**Task instructions**. Using the entries below, output exactly the lines from the one containing "Moves the internal" through the final line, both included, and no others.

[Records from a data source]
PR #1730, opened 2026-09-21
TopPhotos: admin pages and ClickHouse queries of the top places photo scoring moved into OsmAndServer

alisa911:
Moves the internal "top places photos" admin tool (the Express server on maptile.osmand.net:4000) into OsmAndServer, so the port can be closed.

`TopPhotosController` under `/admin/top-photos` serves the five pages (`/`, `/per-place`, `/filter`, `/stat`, `/diff`) and the 15 JSON endpoints under `/admin/top-photos/api/*`, reading the wiki ClickHouse through `wikiJdbcTemplate`. `/admin/**` is already `ROLE_ADMIN` only. The Thymeleaf templates and their js/css come with osmandapp/web-server-config (`templates/admin/top-photos`, `js/top-photos`, `css/top-photos.css`); the header link in osmandapp/web opens the pages.

Queries are copied from `top-photos-backend.js` / `top-places-backend.js` one to one, with these differences:

- every user value is a `?` parameter, sort columns are whitelisted (the node code interpolated `tagFilter`, `quidFilter`, `sortCol`, `runSelect` and the free-text search into the SQL)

**Solution for this task**.
Moves the internal "top places photos" admin tool (the Express server on maptile.osmand.net:4000) into OsmAndServer, so the port can be closed.

`TopPhotosController` under `/admin/top-photos` serves the five pages (`/`, `/per-place`, `/filter`, `/stat`, `/diff`) and the 15 JSON endpoints under `/admin/top-photos/api/*`, reading the wiki ClickHouse through `wikiJdbcTemplate`. `/admin/**` is already `ROLE_ADMIN` only. The Thymeleaf templates and their js/css come with osmandapp/web-server-config (`templates/admin/top-photos`, `js/top-photos`, `css/top-photos.css`); the header link in osmandapp/web opens the pages.

Queries are copied from `top-photos-backend.js` / `top-places-backend.js` one to one, with these differences:

- every user value is a `?` parameter, sort columns are whitelisted (the node code interpolated `tagFilter`, `quidFilter`, `sortCol`, `runSelect` and the free-text search into the SQL)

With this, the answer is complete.